Investigation of antioxidant genes and some biochemical traits of bread wheat under mercury metal stress

Mercury, as a heavy metal element, plays an important role in contaminating the environment and causing toxicity and stress in living organisms. . Heavy metals are defined as metals having an atomic number greater than 20 densities greater than 5 grams per cubic centimeter.Non-toxic stresses, including heavy metals, cause much damage to wheat. The industrialization of societies is releasing many toxic compounds on the biosphere. Among heavy metals, mercury is considered to be the most toxic metal in the environment. This metal is considered as the major environmental pollutant. Its toxicity is a big problem for ecological, evolutionary, nutritional and environmental reasons. In fact, heavy metals do not excrete the body after entering the body and accumulate in the tissues of the body. Despite the contamination of resources used in heavy metals, while reducing the quantity and quality of agricultural products, sustainable production and human health are also at risk. The same causes many diseases and complications in the body, the pollution of the environment with heavy elements will transfer them to crops, which is now spreading as a global problem.Mercury ions produce oxidative stress that produces reactive oxygen species in plants. This pro cess damages the structure of the membranes and disrupts the cytoplasm of the cell. To reduce and eliminate various active oxygen species and avoid oxidative damage in plants, the activity of antioxidant enzymes such as catalase increases. One of the other mechanisms of coping with heavy metal stresses in living cultures is the production of intracellular, rich in cysteine amino acids such as metallothionein. The high number and special makeup of cysteine amino acids in these proteins has made it possible to connect them to metals.

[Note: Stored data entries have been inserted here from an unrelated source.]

PR #8170, opened 2018-06-14
@babel/parser: expose a TypeScript definition file from package

AviVahl:
This allows the new parser package to be used in TypeScript projects, with static type checking and auto-completions. IDEs like VSCode will use this to show auto completions even in JavaScript projects, which is a huge benefit to users wanting to use the parser directly.

This PR follows the auto-generated .d.ts that was added to @babel/types in #7101

- took outdated DefinitelyTyped babylon .d.ts and updated it using new site's documentation.
- added "typings" folder to package, with the new .d.ts
- connected new .d.ts via package.json's "types" field. also adjusted "files" so folder will be published.
- definition file uses TypeScript 2.9's new `import('package').Type` syntax.

### DIFF
--- a/packages/babel-parser/package.json
+++ b/packages/babel-parser/package.json
@@ -15,9 +15,11 @@
   ],
   "repository": "https://github.com/babel/babel/tree/master/packages/babel-parser",
   "main": "lib/index.js",
+  "types": "typings/babel-parser.d.ts",
   "files": [
     "bin",
-    "lib"
+    "lib",
+    "typings"
   ],
   "engines": {
     "node": ">=6.0.0"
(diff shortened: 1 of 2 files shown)


AviVahl:
Hey babel team,
Could anybody check this out?
Would be great to get built-in type checking for the next 7 beta :)

xtuc:
A Flow to TypeScript transpiler would be very usefull, since Babel has the support for both, it should be pretty easy :)

AviVahl:
Thanks for merging!

mgroenhoff:
Is anyone already removing the typings for  `babel__parser` on DefinitelyTyped?
https://github.com/DefinitelyTyped/DefinitelyTyped/tree/master/types/babel__parser

PR #8178, opened 2018-06-15
babel/parser: test helpers: write expected throw message to options.json ~ complete `jest -u` functionality

GerHobbelt:
| Fixed Issues?            | -
| Minor: New Feature?      | 👍 (parser test rig)
| Documentation PR         | -

babel/parser: test helpers: when test fails with an exception and both reference output file and options.json file do not exist, write a simple options.json with the error message to expect when such a file doesn't exist yet. This completes the `jest -u` capability for new tests which are expected to *fail*.

(In my own fork I added tests which are expected to fail and `jest -u` updates the snapshot files quite nicely, yet the error-throwing test cases still had to be updated by hand, which was a chore. This code checks if the options.json exists and it not, writes the exception message in there. This code *only does that when there's no output reference file present*, i.e. this code does *not* patch/write the options.json file when the output reference file (`expects.code`) already tells us this test is **not expected to fail**. This prevents the test runner from acting up when tests actually *fail* *unexpectedly*.

### DIFF
--- a/packages/babel-parser/test/helpers/runFixtureTests.js
+++ b/packages/babel-parser/test/helpers/runFixtureTests.js
@@ -7,11 +7,25 @@ export function runFixtureTests(fixturesPath, parseFunction) {
     fixtures[name].forEach(function(testSuite) {
       testSuite.tests.forEach(function(task) {
         const testFn = task.disabled ? it.skip : it;
+        const fs = require("fs");
+        const path = require("path");
 
         testFn(name + "/" + testSuite.title + "/" + task.title, function() {
           try {
             runTest(task, parseFunction);
           } catch (err) {
+            if (!task.expect.code && !process.env.CI) {
+              const fn = path.dirname(task.expect.loc) + "/options.json";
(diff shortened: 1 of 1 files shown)


packages/babel-parser/test/helpers/runFixtureTests.js
```diff
@@ -7,11 +7,25 @@ export function runFixtureTests(fixturesPath, parseFunction) {
     fixtures[name].forEach(function(testSuite) {
       testSuite.tests.forEach(function(task) {
         const testFn = task.disabled ? it.skip : it;
+        const fs = require("fs");
```
Andarist: would prefer having those on top, mixing cjs/esm requires/imports is imho a bad practice in general (unless ofc rly necessary in some cases)

I think (although not 100% sure) most of babel packages are compiled now with CJS lazy mode, so moving it to top shouldnt even cost initialization time.

hzoo:
Greattt, ditto to what @Andarist said - great workflow prs!

PR #8179, opened 2018-06-15
jest binary is a bash shell script, not a nodeJS file.

GerHobbelt:
| Fixed Issues?            | 👍 (Windows: fail to run jest as bash is *not* default SHELL; invoking jest via `node` should be handled by the active shell, wich *is* bash.)
| Documentation PR         | -
| Any Dependency Changes?  |

Fixes failure to run tests on Windows platform as there bash is not the default shell, hence invoking shell scripts via node is not going to work as expected.

node_modules/.bin/jest *is* a sh/bash shell script, hence invoking that script via the `node` executable is is done without this patch, is begging for trouble on Windows boxes at least and superfluous on unix boxes.

### DIFF
--- a/scripts/test.sh
+++ b/scripts/test.sh
@@ -23,4 +23,4 @@ if [ -n "$TEST_ONLY" ]; then
   jestArgs+=("(packages|codemods)/.*$TEST_ONLY.*/test")
 fi
 
-$node node_modules/.bin/jest "${jestArgs[@]}"
+node_modules/.bin/jest "${jestArgs[@]}"


AviVahl:
@Andarist you are looking at the package itself, which does contain the `.js` entry point (with shebang comment at the top).
`yarn` and `npm` each create a platform-specific executable file in `node_modules/.bin`. On Windows, they generate a `cmd` script, which can't be launched using node.

hzoo:
since it has the shebang yea it doesn't need the `node` call, great!

PR #8183, opened 2018-06-16
[1/2] preset-env: rename useBuiltins to injectPolyfills

### LINKED ISSUE #6830: "useBuiltIns" option in env preset is confusing compared to spread plugin
For context, this is how the object spread plugin currently works:

https://babeljs.io/docs/plugins/transform-object-rest-spread/#optionsuse-built-ins

| useBuiltIns | Result                        |
|-------------|-------------------------------|
| false       | `extends` helper (don't use the built-in)   |
| true        | `Object.assign` (use the built-in) |

This makes sense. Setting `useBuiltIns: true` means we turn off adding extra code in favor of the built-in functionality.

### Expected Behavior
**How the env preset should work**
I think using a different name for this option might lead to less confusion, for example `polyfills`

| polyfills (or some other name) | Result                                                |
|----------|-------------------------------------------------------|
| usage    | Add individual polyfills in every file based on usage |
| entry    | Replace top-level polyfill with individual polyfills  |
| false    | Never apply polyfills                                 |

### Current Behavior

**How the env preset currently works**

| useBuiltIns | Result                                                |
|----------|-------------------------------------------------------|
| usage    | Add individual polyfills in every file based on usage |
| entry    | Replace top-level polyfill with individual polyfills  |
| false    | Never apply polyfills                                 |

In a sense, this is the opposite of how `useBuiltIns` works in the spread plugin, where `false` means adding the `extend` ponyfill.

### Possible Solution
- Use a different name for `useBuiltIns` option in the env preset?

ishitatsuyuki:
| Fixed Issues?            | Fix #6830
| Minor: New Feature?      |
| Tests Added + Pass?      | Not applicable
| Documentation PR         | https://github.com/babel/website/pull/1698

See the linked issue for why this should be renamed.


packages/babel-preset-env/src/index.js
```diff
@@ -230,7 +235,6 @@ export default declare((api, opts) => {
   }
 
   const plugins = [];
-  const pluginUseBuiltIns = useBuiltIns !== false;
```
ishitatsuyuki: TODO: add a default value (determined by injectPolyfills)

xtuc:
We need to update the documentation of the website too

ishitatsuyuki:
@xtuc Done.

ishitatsuyuki:
@hzoo Can you review?

existentialism:
Two thoughts:

1. I'd prefer it if instead of a straight breaking change, we add the new name and add a warning/deprecate the old one.

1. I prefer `polyfills` as suggested in https://github.com/babel/babel/issues/8195

ishitatsuyuki:
@existentialism

1. This does issue a warning when a string is passed into useBuiltins and forwards it to injectPolyfills so technically this does not charge any behaviour.

2. I don't have a strong opinion on this. cc @rtsao what do you think?

existentialism:
@ishitatsuyuki cool, sorry I missed that! can we add a test for that, while we 🚲🏠 on the name?

rtsao:
IMHO `polyfills` is a more name if it supports non-boolean values.

Any thoughts on removing support for the`{useBuiltIns: "entry"}` behavior as proposed in https://github.com/babel/babel/issues/8195? This is probably one of the more controversial changes so I'd love to get feedback.

I think arguably that behavior is bad practice, and furthermore this allows for a nicer `polyfills` option if custom polyfill support is added. Otherwise, I think a 1) separate option will need be required, or 2) it needs to be a complex object along the lines of:

```
{
  polyfills: {mode: "entry", overrides: {"es6.promise": "my-custom-promise-polyfill"}}
}
```

existentialism:
I'd prefer to _not_ remove "entry" in the short-term, as the implementation of "usage" is still pretty naive and hasn't really been worked on much outside of its initial implementation.

I don't think number 2 is terrible, nor is a separate `polyfillOverrides` option.

rtsao:
In that case, I guess 1/2 are basically the same, but 1 is probably easier in terms of migration. It also unblocks this PR.

ishitatsuyuki:
I've renamed the option to `polyfills`; is there anything I should also do?

ishitatsuyuki:
Bump; it has been a while since I last heard from you. Is there anything we need to discuss before merging?

packages/babel-preset-env/src/normalize-options.js
```diff
@@ -150,13 +154,13 @@ export const objectToBrowserslist = (object: Targets): Array<string> => {
   }, []);
 };
 
-export const validateUseBuiltInsOption = (
+export const validateInjectPolyfillsOption = (
```
Andarist: should this be called `validatePolyfillsOption` now?

packages/babel-preset-env/src/normalize-options.js
```diff
@@ -179,6 +183,15 @@ export default function normalizeOptions(opts: Options) {
 
   checkDuplicateIncludeExcludes(include, exclude);
 
+  let polyfills = validateInjectPolyfillsOption(opts.polyfills);
+  let useBuiltIns;
+  if (typeof opts.useBuiltIns === "string") {
+    console.warn("'useBuiltIns' has been renamed to 'polyfills'.");
+    polyfills = validateInjectPolyfillsOption(opts.useBuiltIns);
+  } else {
+    useBuiltIns = opts.useBuiltIns;
```
Andarist: whats the use case for passing `useBuiltIns` further down? Shouldnt it just get converted here to `polyfills`?

packages/babel-preset-env/src/options.js
```diff
@@ -22,7 +23,7 @@ export const ModulesOption = {
   umd: "umd",
 };
 
-export const UseBuiltInsOption = {
+export const InjectPolyfillsOption = {
```
Andarist: this should also be renamed to `PolyfillsOption`

packages/babel-preset-env/src/normalize-options.js
ishitatsuyuki: Pardon me? `useBulitIns` is a new option (has a different functionality) now?

Andarist: My bad. I was under the impression that this PR was only about changing `useBuiltIns` to `polyfills`. Disregard my comment, you are right 👍

ishitatsuyuki:
This is ready again.

loganfsmyth:
I'm not sure where this stands now that 7.x has been released. If we did it, we'd have to do it in a backward-compatible way, at least.

ishitatsuyuki:
It is. Please see the previous discussion.

packages/babel-preset-env/src/normalize-options.js
```diff
@@ -179,6 +179,15 @@ export default function normalizeOptions(opts: Options) {
 
   checkDuplicateIncludeExcludes(include, exclude);
 
+  let polyfills = validatePolyfillsOption(opts.polyfills);
+  let useBuiltIns;
+  if (typeof opts.useBuiltIns === "string") {
+    console.warn("'useBuiltIns' has been renamed to 'polyfills'.");
```
loganfsmyth: I don't think a warning is workable if we're landing this during the lifetime of 7.x. If it were still before the 7.x release maybe, but not during.

loganfsmyth:
Ah sorry, my mistake then.

drinksong:
#8249

nicolo-ribaudo:
In Babel 8 we'll remove `useBuiltIns` in favor of https://github.com/babel/babel-polyfills. Thanks anyway for the PR!

Issue #8182, opened 2018-06-16
Recent betas don't create output full directory hierarchy with --out-dir


loganfsmyth:
## Bug Report / Regression

Reported via https://github.com/twbs/bootstrap/pull/26658#issuecomment-397739198

**Current Behavior**
```
babel src --out-dir other/nested/dir
```
will attempt to create `dir` and throw if `other/nested` doesn't already exist.

**Expected behavior/code**

It should create all parent directories of the output directory. We should probably just replace `outputDestFolder` with `mkdirp`.

**Where did this come from**

This is a regression from the refactoring in https://github.com/babel/babel/pull/7929/files#diff-f93fbf6dce06b5cbf6cc65f5f7dac101L86 that essentially exposed an edge case that was already present but unlikely.

In that PR, I made the code _always_ call `outputDestFolder`, where before it was only called if there were `0` files found to write to the output.

The issue is that where the logic for writing _files_ uses `mkdirp` semantics, `outputDestFolder` uses `mkdir` semantics (no `-p`).

So essentially that PR takes a bug that would previously only have happened if there were no files found, and makes it happen all the time.

himanish-star:
Hey @loganfsmyth, I would like to take up this issue. May I?

loganfsmyth:
@himanish-star Go for it!

PR #8189, opened 2018-06-17
remove regression to support output of full directory hierarchy with --out-dir

himanish-star:
fixes: #8182 

@loganfsmyth, I have made the replacement of `outputDestFolder` with `mkdirp`. However, I have no idea whatsoever of how to try out whether these changes do the job.

One way I had tried to check whether the code changes worked or not was by trying to install the local copy of the newly built `babel-cli` plugin and then type in the command in the shell to see whether it works or not. But I have no idea of how to install this newly built local copy of the `babel-cli` plugin so that I can use it.

P.S. by the local copy of `babel-cli` I mean the one generated after running `make build`

Also the `make build` cmd takes too much of time. Is there any other way to only build the specific files

### DIFF
--- a/packages/babel-cli/src/babel/dir.js
+++ b/packages/babel-cli/src/babel/dir.js
@@ -1,5 +1,6 @@
 import defaults from "lodash/defaults";
 import outputFileSync from "output-file-sync";
+import { sync as mkdirpSync } from "mkdirp";
 import slash from "slash";
 import path from "path";
 import fs from "fs";
@@ -71,19 +72,6 @@ export default async function({ cliOptions, babelOptions }) {
     return path.join(cliOptions.outDir, filename);
   }
 
-  function outputDestFolder(outDir) {
-    const outDirPath = path.resolve(outDir);
-
-    try {
-      fs.mkdirSync(outDirPath);
-    } catch (err) {
-      // Testing for the directory and then creating it can lead to race
-      // conditions if there are multiple processes, so we try to create it
-      // and bail if it already exists.
-      if (err.code !== "EEXIST") throw err;
-    }
-  }
-
   async function handleFile(src, base) {
     const written = await write(src, base);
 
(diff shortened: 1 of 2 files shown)


hzoo:
Yeah good question. At the very least you can use `make build` instead so it only rebuilds the files that you changed https://github.com/babel/babel/blob/master/CONTRIBUTING.md#setup 👍

himanish-star:
@hzoo, sorry to bother you again but I just wanted to share with you the way I tested this feature out so that I could get a confirmation that I am doing things the right way.

1. I used `make build`
2. Then the `lib` folder was created inside the `babel-cli package`.
3. Then I typed
```Shell
$ cd lib/babel
```
4. Then I created a `temp.js` file in the same directory and wrote dummy code inside it and ran the following cmd in the shell
```Shell  
$ node index.js temp.js --out-dir other/nested
```
and it worked :tada: 
image

So is this the right way :sweat_smile: ? Could you also guide me regarding the failing tests of Travis-CI

packages/babel-cli/src/babel/dir.js
```diff
@@ -1,5 +1,6 @@
 import defaults from "lodash/defaults";
 import outputFileSync from "output-file-sync";
+import { sync as mkdirpSync } from "mkdirp";
```
loganfsmyth: Looks like this needs to be added to the `package.json`.

loganfsmyth:
I have no idea why the tests are failing on this. Maybe adding the `package.json` will help.

packages/babel-cli/src/babel/dir.js
himanish-star: Sure I'll do this.

himanish-star:
image
Travis CI error

loganfsmyth:
Thanks!

XhmikosR:
Shouldn't there be a test for this?

loganfsmyth:
@XhmikosR I'd be happy to accept a PR for a test, but it didn't feel necessary to block merging based on that.

XhmikosR:
NP, it's just that personally I'd feel much safer if there was a test :)

himanish-star:
@XhmikosR, if you want I can write a test for this too! Shall I?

A split plot experiment was conducted in a completely randomized design with hydroponic culture. The treatments consisted of chloride ivy with concentrations (0, control, 5, 10 and 15 μm) as the main factor and bread wheat genotypes (morvared, gonbad and N9108) as a sub factor.

Results showed that the expression of catalase and metallothionein gene was increased in morvared and N9108 genotypes by mercury chloride and the highest expression of these genes was obtained by treatment with 15 mM mercuric chloride (9.2 and 2.7 times more than control) Was. In Gonbad cultivar, the amount of gene expression was increased by treatment with mercury chloride compared to control, but this increase was lower than the other two genotypes. By increasing the concentration of mercury chloride, there was a significant decrease in the chlorophyll content of different genotypes, as well as chloride ivy significantly increased the oxidative cell index in the treated seedlings compared with the control It can be concluded that the morvared cultivar and the promising line of N9108 under heavy metal stress showed a better response than the gonbad. Used to deal with heavy metal stresses. According to the results of this experiment, it seems that the antioxidant defense system plays an important role in the defense strategy of the wheat plant against the tension of mercury metal and this defense system is induced and activated at the transcriptional level to help the plant.